A 5-year artificial-tracer study was used to mimic bioturbation of foraminifera in the back-barrier marshes of Folly and Rat Islands, South Carolina. Mixing rates decrease with subenvironment elevation, and decadal- to centennial-scale ecological signals and smaller hurricane deposits would not survive passage through the low-marsh mixing zone. However, the lower mixing rates in the high-marsh subenvironment allows for the preservation of such signals in the stratigraphic record. Bioturbation rates correlate poorly with plant density (primarily Spartina alterniflora). The Pearson correlation coefficient between mixing rate (I_m in centimeters) and halophyte density (stems per square meter) is only 0.46, while the correlation between mixing and burrow density (apertures per square meter) is a much stronger 0.83. This corroborates earlier reports that spatiolateral variability in bioturbation is primarily a result of bioturbator (Uca spp.) preference for the low marsh and not halophyte distribution.

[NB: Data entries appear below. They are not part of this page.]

PR #7016, opened 2024-01-10
K8sReferenceGrant: new Istio config creation wizard item

hhovsepy:

Screenshot from 2024-01-10 14-35-59

### DIFF
--- a/frontend/cypress/integration/featureFiles/wizard_istio_config.feature
+++ b/frontend/cypress/integration/featureFiles/wizard_istio_config.feature
@@ -51,6 +51,17 @@ Feature: Kiali Istio Config wizard
     And user creates the istio config
     Then the "K8sGateway" "k8sapigateway" should be listed in "bookinfo" namespace
 
+  @gateway-api
+  @bookinfo-app
+  Scenario: Create a K8s Reference Grant scenario
+    When user deletes k8sreferencegrant named "k8srefgrant" and the resource is no longer available
+    And user clicks in the "K8sReferenceGrant" Istio config actions
+    And user sees the "Create K8sReferenceGrant" config wizard
+    And user types "k8srefgrant" in the "name" input
+    And user previews the configuration
+    And user creates the istio config
+    Then the "K8sReferenceGrant" "k8srefgrant" should be listed in "bookinfo" namespace
+
   @bookinfo-app
   Scenario: Try to create a Gateway with no name
     When user clicks in the "Gateway" Istio config actions
--- a/frontend/cypress/integration/featureFiles/wizard_istio_config.feature
+++ b/frontend/cypress/integration/featureFiles/wizard_istio_config.feature
@@ -58,6 +58,9 @@ Feature: Kiali Istio Config wizard
     And user clicks in the "K8sReferenceGrant" Istio config actions
     And user sees the "Create K8sReferenceGrant" config wizard
     And user types "k8srefgrant" in the "name" input
+    And user chooses "Gateway" mode from the "ReferenceGrantFromKind" select
+    And user chooses "Secret" mode from the "ReferenceGrantToKind" select
+    And user chooses "istio-system" mode from the "ReferenceGrantFromNamespace" select
     And user previews the configuration
     And user creates the istio config
     Then the "K8sReferenceGrant" "k8srefgrant" should be listed in "bookinfo" namespace
--- a/frontend/src/pages/IstioConfigNew/IstioConfigNewPage.tsx
+++ b/frontend/src/pages/IstioConfigNew/IstioConfigNewPage.tsx
@@ -94,10 +94,13 @@ import { NamespaceDropdown } from '../../components/NamespaceDropdown';
 import { Labels } from '../../components/Label/Labels';
 import { WizardLabels } from '../../components/IstioWizards/WizardLabels';
 
-type Props = {
+type ReduxProps = {
   activeClusters: MeshCluster[];
   activeNamespaces: Namespace[];
   namespacesPerCluster?: Map<string, string[]>;
+};
+
+type Props = ReduxProps & {
   objectType: string;
 };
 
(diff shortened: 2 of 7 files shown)


frontend/src/pages/IstioConfigNew/IstioConfigNewPage.tsx
```diff
@@ -86,27 +95,28 @@ import { Labels } from '../../components/Label/Labels';
 import { WizardLabels } from '../../components/IstioWizards/WizardLabels';
 
 type Props = {
```
ferhoyos, line 97: Since some of the component props are Redux ones, you should split them in two types:
```
type ReduxProps = {
   activeClusters: MeshCluster[];
  activeNamespaces: Namespace[];
  namespacesPerCluster?: Map<string, string[]>;
}

type Props = ReduxProps & {
  objectType: string;
}
```
Then set `Redux` props as return type of `mapStateToProps` methods.

```
const mapStateToProps = (state: KialiAppState): ReduxProps => {
  return {
    activeClusters: activeClustersSelector(state),
    activeNamespaces: activeNamespacesSelector(state),
    namespacesPerCluster: namespacesPerClusterSelector(state)
  };
};
```

ferhoyos (changes requested):

hhovsepy:
@ferhoyos have approached the comments, thanks, ready to review. Here a point to pay attention is "From Namespace" selector which is not reusing existing `<NamespaceDropdown` as a single namespace is required to stick.

frontend/cypress/integration/featureFiles/wizard_istio_config.feature
```diff
@@ -51,6 +51,17 @@ Feature: Kiali Istio Config wizard
...
     Then the "K8sGateway" "k8sapigateway" should be listed in "bookinfo" namespace
 
+  @gateway-api
+  @bookinfo-app
+  Scenario: Create a K8s Reference Grant scenario
+    When user deletes k8sreferencegrant named "k8srefgrant" and the resource is no longer available
+    And user clicks in the "K8sReferenceGrant" Istio config actions
+    And user sees the "Create K8sReferenceGrant" config wizard
+    And user types "k8srefgrant" in the "name" input
+    And user previews the configuration
```
ferhoyos, line 61: I think you should test `From Namespace`, `From Kind` and `To Kind` selects, although default values are valid for K8sReferenceGrant creation.

There is following action in `wizard_istio_config.feature`:
```
And('user chooses {string} mode from the {string} select', (option: string, id: string) => {
  cy.get(`select[id="${id}"]`).select(option);
});
```
Then it should be easy to add such actions into Reference Grant test scenario

frontend/src/pages/IstioConfigNew/IstioConfigNewPage.tsx
```diff
@@ -143,6 +157,7 @@ export const NEW_ISTIO_RESOURCE = [
   { value: AUTHORIZACION_POLICY, label: AUTHORIZACION_POLICY, disabled: false },
   { value: GATEWAY, label: GATEWAY, disabled: false },
   { value: K8SGATEWAY, label: K8SGATEWAY, disabled: false },
+  { value: K8SREFERENCEGRANT, label: K8SREFERENCEGRANT, disabled: false },
```
ferhoyos, line 160: I think it is better to write variable name in snake case: K8S_REFERENCE_GRANT. The same should be applied to K8S_GATEWAY, but it is not in the scope of this PR.

frontend/src/pages/IstioConfigNew/K8sReferenceGrantForm.tsx
```diff
@@ -0,0 +1,154 @@
...
+  HTTPRoute: 'gateway.networking.k8s.io',
+  Gateway: 'gateway.networking.k8s.io'
+};
+
+export const TO_KINDS = {
+  Service: '',
+  Secret: ''
+};
+
+type ReduxProps = {
```
ferhoyos, line 24: Rename to `ReduxStateProps`, since `ReduxDispatchProps` are also Redux props

frontend/src/pages/IstioConfigNew/K8sReferenceGrantForm.tsx
```diff
@@ -0,0 +1,154 @@
...
+  };
+
+  render(): React.ReactNode {
+    return (
+      <>
+        <FormGroup label="From Namespace" fieldId="FromNamespace">
+          <FormSelect
+            value={this.state.from[0].namespace}
+            onChange={this.onChangeReferenceGrantFromNamespace}
+            id="ReferenceGrantClass"
```
ferhoyos, line 103: Why id and name value is `ReferenceGrantClass` and not `ReferenceGrantFromNamespace`? I think it this id and name represents better the select

ferhoyos (changes requested):
Thanks for the PR @hhovsepy! The form works fine, just small changes and two comments: 
- According to ReferenceGrant specification, this object is used to grant `Gateways` to use `Secrets` or grant `HTTPRoutes` to use `Services` in other namespaces, but no other possibilities (grant `HTTPRoutes` to use `Secrets` or grant `Gateways` to use `Services`), so to avoid wrong configurations maybe it is better to have only one select (`From Kind`) and convert `To Kind` into a label that is changed according to the select:
  - HTTPRoute -> Service
  - Gateway -> Secret

- I guess it is because we do not support them yet, but ReferenceGrant can also be used with other `xRoute` objects (`TLSRoute`, `TCPRoute`, `GRPCRoute` and `UDPRoute`)

hhovsepy:
Thanks for the review @ferhoyos have approached the change requests.
But leaving the 'FromKind' and 'ToKind' fields as they are, as Istio itself ignores a wrong configurations. Also soon will add the rest of routing types.

ferhoyos (approved):
LGTM, the form works fine and comments have been addressed. If Istio ignore wrong configurations, then it is ok to leave from and to kind as they are. Just one small suggestion but it does not block the PR. Well done @hhovsepy!

hhovsepy:
@ferhoyos I miscatched your previous suggestion about 'ReduxStateProps', thanks for suggestion.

Two factors contribute to the preservation of storm layers in the marshes behind Folly Island: (1) Hurricane deposits are laterally continuous and deposited across both low and high marsh, and (2) the coarser grain size of the washover sediments and the thickness of the larger storm deposits inhibit crab burrowing. Although the extensive paleostorm record from Folly Island appears to show a decrease in category 4 and 5 hurricanes through time, this record may reflect change in marsh paleosubenvironment. In a transgressive setting, where a formerly high marsh is submerged into low marsh, the preservation potential of storm deposits decreases through time.